* [Instructions for the task]
Work out how many lines in the data hold the word "covering", and reply with that number only.
———
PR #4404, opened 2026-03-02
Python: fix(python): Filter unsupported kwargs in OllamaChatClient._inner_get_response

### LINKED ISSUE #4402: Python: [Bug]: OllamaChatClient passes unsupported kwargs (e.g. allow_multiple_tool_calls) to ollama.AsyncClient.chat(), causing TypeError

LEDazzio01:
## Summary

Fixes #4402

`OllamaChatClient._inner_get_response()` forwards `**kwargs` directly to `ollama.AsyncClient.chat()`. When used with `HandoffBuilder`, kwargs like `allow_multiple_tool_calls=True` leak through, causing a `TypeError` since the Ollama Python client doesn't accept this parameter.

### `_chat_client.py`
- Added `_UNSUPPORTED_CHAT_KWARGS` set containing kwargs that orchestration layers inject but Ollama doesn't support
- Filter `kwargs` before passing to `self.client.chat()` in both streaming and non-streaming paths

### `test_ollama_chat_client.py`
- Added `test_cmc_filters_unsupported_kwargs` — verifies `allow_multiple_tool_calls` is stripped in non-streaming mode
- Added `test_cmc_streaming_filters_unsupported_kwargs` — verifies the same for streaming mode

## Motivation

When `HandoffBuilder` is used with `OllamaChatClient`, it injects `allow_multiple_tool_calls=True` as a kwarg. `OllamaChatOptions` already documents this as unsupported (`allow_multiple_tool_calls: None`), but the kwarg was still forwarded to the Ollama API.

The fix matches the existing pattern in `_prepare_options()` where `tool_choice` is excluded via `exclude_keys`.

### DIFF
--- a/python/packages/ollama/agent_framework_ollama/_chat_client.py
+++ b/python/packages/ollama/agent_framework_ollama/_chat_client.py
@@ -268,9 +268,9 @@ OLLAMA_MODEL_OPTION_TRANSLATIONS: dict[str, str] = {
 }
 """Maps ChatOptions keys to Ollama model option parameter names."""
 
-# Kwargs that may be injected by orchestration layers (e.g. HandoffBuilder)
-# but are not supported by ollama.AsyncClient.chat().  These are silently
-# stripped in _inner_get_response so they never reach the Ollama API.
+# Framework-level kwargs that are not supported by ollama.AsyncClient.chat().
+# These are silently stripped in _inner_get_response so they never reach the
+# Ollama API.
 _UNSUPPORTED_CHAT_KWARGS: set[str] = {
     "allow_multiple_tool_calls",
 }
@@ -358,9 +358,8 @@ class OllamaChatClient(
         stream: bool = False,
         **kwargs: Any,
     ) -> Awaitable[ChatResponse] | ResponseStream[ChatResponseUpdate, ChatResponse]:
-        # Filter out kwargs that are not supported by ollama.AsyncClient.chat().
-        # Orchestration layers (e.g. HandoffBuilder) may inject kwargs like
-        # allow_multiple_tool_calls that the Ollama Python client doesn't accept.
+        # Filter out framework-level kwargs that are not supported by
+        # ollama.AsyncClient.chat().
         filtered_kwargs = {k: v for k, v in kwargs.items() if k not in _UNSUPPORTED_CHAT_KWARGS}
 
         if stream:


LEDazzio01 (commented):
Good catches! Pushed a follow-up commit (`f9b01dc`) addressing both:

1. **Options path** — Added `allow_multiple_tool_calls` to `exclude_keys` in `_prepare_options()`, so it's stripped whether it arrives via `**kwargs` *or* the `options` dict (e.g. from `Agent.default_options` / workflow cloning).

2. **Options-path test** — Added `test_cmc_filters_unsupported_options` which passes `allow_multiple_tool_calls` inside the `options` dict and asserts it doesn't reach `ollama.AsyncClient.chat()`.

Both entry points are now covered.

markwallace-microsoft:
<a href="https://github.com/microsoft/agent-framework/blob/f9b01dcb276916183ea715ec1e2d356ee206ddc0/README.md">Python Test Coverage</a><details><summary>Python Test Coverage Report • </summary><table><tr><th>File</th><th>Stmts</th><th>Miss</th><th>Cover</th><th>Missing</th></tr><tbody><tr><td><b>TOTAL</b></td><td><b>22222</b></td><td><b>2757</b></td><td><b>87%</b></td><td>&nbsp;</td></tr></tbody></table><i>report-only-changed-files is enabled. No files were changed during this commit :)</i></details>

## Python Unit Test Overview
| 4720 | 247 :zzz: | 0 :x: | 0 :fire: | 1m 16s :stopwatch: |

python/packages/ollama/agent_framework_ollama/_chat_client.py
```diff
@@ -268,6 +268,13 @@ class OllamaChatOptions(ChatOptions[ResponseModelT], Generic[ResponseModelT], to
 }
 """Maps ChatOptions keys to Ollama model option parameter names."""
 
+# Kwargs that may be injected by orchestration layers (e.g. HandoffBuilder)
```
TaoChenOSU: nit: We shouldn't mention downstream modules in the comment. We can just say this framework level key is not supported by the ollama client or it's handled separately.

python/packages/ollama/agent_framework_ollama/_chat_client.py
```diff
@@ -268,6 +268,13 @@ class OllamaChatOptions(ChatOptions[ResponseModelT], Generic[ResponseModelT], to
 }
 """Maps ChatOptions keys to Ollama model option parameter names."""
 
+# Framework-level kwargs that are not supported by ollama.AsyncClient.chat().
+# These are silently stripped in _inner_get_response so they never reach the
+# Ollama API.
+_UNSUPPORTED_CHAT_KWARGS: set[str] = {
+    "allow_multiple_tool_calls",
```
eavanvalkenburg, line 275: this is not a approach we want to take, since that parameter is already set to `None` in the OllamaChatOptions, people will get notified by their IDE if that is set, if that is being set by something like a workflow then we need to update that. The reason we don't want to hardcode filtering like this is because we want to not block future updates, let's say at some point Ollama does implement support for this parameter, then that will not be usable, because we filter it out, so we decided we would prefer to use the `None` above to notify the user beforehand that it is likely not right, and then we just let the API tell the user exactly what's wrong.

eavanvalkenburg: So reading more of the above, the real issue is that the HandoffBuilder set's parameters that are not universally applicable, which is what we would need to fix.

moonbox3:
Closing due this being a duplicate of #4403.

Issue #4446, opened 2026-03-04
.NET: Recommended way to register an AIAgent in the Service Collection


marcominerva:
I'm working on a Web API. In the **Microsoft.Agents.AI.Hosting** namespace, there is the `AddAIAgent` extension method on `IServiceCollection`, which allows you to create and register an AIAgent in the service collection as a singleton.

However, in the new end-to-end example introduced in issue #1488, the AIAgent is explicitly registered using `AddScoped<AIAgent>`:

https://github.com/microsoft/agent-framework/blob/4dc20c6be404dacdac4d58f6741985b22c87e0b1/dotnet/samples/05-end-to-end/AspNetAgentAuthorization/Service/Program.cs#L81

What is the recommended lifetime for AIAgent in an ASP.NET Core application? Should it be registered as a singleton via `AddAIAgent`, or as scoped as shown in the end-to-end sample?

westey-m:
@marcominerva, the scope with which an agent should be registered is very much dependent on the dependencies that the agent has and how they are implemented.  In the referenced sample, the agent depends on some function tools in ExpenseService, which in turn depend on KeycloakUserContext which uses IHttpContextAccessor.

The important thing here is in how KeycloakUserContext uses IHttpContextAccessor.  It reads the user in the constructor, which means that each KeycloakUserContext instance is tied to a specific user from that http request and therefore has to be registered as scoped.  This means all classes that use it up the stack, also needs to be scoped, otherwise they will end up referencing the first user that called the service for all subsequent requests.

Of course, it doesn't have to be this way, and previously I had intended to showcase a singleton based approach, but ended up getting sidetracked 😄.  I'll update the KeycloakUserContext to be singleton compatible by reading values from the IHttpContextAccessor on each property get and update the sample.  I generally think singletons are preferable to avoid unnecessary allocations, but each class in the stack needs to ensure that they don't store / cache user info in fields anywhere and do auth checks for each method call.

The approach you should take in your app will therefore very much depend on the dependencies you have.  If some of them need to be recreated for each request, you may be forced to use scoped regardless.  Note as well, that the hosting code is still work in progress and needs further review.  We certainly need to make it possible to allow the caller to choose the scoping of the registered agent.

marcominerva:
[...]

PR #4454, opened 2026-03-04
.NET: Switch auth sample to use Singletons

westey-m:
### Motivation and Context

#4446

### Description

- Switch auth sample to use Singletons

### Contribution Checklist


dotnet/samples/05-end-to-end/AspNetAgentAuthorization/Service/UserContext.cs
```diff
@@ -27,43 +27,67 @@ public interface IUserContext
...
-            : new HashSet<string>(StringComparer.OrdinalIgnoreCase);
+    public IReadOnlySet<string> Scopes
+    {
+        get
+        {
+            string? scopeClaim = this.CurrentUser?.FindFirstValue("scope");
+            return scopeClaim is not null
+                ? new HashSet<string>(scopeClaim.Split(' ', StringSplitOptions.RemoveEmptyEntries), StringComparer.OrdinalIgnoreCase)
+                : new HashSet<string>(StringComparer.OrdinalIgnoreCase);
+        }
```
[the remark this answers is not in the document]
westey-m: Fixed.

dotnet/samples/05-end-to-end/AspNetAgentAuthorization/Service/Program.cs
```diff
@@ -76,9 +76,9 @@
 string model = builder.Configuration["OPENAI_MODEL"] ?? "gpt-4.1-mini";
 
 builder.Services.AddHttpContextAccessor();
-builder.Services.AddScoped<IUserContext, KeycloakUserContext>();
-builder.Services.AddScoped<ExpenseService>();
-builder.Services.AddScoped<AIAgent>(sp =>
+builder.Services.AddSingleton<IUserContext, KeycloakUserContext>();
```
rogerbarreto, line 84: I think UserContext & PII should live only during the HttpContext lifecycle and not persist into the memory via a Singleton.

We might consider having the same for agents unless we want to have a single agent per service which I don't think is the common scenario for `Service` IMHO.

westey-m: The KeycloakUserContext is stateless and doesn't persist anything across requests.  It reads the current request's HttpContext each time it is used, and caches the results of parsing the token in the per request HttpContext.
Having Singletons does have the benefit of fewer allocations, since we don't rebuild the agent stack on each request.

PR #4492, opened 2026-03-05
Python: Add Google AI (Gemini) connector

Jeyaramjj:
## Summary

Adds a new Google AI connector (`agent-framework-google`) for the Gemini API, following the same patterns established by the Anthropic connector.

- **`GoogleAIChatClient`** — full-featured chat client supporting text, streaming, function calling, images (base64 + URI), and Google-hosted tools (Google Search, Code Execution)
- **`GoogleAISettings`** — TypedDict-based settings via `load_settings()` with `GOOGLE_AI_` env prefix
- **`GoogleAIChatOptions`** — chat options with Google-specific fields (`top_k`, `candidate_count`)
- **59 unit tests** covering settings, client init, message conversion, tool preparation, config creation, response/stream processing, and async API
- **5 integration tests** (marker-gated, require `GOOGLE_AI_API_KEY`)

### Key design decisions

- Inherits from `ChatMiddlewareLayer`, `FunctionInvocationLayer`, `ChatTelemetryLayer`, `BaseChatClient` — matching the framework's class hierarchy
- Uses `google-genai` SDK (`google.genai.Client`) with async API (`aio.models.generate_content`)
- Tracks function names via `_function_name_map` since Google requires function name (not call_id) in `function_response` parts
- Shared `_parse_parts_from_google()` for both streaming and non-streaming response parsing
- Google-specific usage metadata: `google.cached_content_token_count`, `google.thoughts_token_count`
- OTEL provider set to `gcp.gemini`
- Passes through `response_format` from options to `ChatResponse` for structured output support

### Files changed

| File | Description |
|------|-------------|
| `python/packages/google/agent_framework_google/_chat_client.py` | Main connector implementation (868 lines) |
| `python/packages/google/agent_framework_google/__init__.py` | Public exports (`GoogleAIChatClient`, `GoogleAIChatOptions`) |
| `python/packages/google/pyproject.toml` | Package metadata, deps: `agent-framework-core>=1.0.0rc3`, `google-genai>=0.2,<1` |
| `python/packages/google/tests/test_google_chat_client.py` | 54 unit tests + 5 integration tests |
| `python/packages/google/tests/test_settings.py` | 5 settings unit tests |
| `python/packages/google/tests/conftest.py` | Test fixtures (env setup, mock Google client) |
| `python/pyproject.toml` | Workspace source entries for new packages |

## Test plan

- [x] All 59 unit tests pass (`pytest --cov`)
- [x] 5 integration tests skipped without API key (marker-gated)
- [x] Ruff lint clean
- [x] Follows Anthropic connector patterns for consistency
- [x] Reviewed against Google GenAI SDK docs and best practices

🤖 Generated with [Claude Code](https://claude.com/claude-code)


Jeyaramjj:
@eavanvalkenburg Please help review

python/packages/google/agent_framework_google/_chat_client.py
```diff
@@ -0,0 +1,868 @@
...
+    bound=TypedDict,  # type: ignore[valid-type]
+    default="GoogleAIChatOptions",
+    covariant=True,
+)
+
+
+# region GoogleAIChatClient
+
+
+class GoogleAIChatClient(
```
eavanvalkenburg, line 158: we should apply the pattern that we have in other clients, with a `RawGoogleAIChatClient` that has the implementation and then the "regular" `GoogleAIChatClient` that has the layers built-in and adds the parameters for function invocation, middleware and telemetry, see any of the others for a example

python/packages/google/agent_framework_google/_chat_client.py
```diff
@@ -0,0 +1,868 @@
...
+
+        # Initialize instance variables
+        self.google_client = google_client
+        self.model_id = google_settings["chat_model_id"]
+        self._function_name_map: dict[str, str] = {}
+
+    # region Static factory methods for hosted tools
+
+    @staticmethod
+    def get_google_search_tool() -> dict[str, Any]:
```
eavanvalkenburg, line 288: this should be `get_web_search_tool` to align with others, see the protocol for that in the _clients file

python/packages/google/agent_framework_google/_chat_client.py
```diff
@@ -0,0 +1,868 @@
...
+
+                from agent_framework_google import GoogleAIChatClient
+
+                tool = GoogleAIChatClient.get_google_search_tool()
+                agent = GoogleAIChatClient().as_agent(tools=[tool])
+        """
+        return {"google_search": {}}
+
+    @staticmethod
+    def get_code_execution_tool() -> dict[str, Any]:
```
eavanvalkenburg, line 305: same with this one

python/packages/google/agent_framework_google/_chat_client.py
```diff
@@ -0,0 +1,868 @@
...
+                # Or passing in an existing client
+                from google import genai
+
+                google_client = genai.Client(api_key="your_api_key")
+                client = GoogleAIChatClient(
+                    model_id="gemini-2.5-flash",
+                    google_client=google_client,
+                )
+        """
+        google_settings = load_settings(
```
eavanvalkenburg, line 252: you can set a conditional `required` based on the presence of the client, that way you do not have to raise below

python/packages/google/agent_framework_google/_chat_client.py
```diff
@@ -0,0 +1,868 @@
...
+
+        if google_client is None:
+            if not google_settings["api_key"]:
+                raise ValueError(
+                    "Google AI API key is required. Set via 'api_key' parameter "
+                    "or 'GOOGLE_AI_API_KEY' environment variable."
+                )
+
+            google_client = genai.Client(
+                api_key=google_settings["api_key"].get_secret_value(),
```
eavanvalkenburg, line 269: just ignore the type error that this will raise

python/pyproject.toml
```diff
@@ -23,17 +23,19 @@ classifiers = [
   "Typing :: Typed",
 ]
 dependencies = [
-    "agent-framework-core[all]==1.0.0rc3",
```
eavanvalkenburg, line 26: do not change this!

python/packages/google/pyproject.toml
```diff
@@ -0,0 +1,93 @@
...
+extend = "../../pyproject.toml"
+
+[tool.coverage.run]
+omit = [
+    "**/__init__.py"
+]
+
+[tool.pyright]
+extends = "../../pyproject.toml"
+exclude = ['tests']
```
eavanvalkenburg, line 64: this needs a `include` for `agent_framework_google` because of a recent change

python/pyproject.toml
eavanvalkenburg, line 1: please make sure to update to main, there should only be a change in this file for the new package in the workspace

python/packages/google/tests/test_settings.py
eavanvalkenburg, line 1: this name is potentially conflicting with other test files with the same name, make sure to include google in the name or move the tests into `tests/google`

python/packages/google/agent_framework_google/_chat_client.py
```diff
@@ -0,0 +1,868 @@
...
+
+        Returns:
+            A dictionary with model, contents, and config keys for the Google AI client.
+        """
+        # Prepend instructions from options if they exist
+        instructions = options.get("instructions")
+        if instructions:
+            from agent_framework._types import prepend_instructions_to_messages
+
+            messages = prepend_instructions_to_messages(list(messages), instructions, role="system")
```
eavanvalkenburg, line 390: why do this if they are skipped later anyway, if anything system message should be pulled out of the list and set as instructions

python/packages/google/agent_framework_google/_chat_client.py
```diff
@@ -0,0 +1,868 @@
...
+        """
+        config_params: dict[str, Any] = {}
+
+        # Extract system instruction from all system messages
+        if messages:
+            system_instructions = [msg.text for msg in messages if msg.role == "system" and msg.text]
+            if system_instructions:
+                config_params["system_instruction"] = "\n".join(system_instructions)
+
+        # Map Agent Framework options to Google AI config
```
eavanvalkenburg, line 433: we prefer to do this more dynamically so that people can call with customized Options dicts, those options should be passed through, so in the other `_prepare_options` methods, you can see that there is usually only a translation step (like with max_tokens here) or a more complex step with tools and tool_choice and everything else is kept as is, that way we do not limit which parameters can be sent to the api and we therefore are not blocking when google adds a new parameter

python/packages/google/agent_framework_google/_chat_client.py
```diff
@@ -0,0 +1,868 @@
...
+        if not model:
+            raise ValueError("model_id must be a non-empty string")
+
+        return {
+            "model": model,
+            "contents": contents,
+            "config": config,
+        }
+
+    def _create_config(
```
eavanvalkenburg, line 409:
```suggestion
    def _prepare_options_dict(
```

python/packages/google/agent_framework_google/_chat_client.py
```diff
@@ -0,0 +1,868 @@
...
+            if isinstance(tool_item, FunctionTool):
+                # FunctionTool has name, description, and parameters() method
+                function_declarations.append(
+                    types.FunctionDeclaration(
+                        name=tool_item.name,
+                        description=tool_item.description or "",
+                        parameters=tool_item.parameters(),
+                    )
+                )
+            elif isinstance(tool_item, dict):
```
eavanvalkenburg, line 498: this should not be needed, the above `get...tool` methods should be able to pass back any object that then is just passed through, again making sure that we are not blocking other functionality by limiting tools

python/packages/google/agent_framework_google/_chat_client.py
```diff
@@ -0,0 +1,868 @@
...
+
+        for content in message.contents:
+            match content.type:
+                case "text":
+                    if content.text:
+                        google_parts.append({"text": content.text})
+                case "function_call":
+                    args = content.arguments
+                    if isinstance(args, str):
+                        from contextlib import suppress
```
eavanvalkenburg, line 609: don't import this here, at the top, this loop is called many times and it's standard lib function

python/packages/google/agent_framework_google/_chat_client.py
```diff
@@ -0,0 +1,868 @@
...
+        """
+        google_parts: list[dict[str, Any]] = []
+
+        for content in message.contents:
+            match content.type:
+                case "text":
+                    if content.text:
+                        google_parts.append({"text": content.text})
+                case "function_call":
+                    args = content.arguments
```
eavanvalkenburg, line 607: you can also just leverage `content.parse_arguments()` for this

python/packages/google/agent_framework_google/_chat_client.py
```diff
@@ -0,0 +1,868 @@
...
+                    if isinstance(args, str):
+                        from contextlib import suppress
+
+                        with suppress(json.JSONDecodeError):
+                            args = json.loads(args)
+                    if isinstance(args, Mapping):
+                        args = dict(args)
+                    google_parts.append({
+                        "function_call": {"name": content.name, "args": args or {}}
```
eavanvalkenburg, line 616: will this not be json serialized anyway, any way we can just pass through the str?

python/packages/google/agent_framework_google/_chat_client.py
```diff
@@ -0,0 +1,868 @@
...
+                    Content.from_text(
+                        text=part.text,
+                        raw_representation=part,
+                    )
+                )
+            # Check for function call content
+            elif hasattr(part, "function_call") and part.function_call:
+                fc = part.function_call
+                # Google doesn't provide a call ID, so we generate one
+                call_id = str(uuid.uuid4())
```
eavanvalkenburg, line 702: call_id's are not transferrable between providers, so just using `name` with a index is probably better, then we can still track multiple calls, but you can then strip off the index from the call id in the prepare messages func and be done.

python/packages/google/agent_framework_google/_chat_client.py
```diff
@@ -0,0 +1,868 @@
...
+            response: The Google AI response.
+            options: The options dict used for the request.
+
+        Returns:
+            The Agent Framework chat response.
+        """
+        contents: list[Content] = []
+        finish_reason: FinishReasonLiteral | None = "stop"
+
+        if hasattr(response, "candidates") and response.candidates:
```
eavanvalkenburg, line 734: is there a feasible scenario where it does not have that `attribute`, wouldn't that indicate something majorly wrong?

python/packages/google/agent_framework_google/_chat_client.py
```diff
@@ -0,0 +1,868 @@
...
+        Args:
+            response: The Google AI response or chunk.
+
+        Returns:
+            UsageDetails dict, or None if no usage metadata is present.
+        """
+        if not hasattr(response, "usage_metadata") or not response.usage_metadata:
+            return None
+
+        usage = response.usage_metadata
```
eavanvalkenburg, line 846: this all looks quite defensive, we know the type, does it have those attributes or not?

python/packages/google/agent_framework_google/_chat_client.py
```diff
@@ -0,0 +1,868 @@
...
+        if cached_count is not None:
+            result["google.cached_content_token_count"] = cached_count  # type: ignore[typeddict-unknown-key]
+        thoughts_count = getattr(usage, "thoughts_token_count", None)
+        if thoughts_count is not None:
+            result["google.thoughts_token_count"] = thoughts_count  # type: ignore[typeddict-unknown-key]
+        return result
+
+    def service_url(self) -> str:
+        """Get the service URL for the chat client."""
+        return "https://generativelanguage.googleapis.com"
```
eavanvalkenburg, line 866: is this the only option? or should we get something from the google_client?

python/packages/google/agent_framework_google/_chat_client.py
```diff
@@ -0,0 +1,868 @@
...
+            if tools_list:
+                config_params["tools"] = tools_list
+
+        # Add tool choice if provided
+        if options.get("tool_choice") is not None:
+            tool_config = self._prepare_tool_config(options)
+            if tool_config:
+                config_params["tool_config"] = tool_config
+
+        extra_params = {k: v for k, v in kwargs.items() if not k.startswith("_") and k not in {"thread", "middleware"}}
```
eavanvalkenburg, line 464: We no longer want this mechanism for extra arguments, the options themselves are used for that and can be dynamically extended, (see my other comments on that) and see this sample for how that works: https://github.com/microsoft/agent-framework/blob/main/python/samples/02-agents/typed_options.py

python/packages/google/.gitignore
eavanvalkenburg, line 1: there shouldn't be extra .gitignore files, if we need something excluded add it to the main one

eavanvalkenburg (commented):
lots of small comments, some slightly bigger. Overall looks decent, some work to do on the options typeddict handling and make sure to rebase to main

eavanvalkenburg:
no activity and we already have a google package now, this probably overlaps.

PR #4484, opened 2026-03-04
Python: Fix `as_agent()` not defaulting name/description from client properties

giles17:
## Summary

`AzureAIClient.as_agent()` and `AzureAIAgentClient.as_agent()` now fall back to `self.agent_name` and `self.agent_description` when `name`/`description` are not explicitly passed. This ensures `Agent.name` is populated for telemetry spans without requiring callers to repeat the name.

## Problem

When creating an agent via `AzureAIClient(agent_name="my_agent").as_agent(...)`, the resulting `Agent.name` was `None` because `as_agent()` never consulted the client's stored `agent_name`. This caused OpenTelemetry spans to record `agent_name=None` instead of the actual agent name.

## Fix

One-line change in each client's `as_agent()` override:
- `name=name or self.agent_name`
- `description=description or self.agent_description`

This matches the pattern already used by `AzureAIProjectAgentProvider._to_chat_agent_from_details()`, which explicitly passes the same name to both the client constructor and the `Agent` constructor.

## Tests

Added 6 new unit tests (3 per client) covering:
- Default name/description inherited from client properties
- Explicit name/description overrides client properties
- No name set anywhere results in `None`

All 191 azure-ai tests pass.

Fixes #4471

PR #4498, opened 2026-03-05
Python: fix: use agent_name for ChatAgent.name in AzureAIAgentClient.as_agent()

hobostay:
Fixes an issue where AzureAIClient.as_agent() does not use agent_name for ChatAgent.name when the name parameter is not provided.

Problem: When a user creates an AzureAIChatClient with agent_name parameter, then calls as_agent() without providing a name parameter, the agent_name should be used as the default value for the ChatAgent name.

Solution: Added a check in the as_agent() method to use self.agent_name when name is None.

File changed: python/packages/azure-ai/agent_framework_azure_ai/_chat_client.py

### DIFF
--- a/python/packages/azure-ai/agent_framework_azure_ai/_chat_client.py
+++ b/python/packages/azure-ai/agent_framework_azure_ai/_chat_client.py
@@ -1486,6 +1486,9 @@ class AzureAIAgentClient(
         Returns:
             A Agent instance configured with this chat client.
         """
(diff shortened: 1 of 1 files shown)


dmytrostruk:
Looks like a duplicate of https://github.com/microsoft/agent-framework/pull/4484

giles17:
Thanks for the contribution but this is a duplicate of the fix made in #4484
———
* [Answer space]
2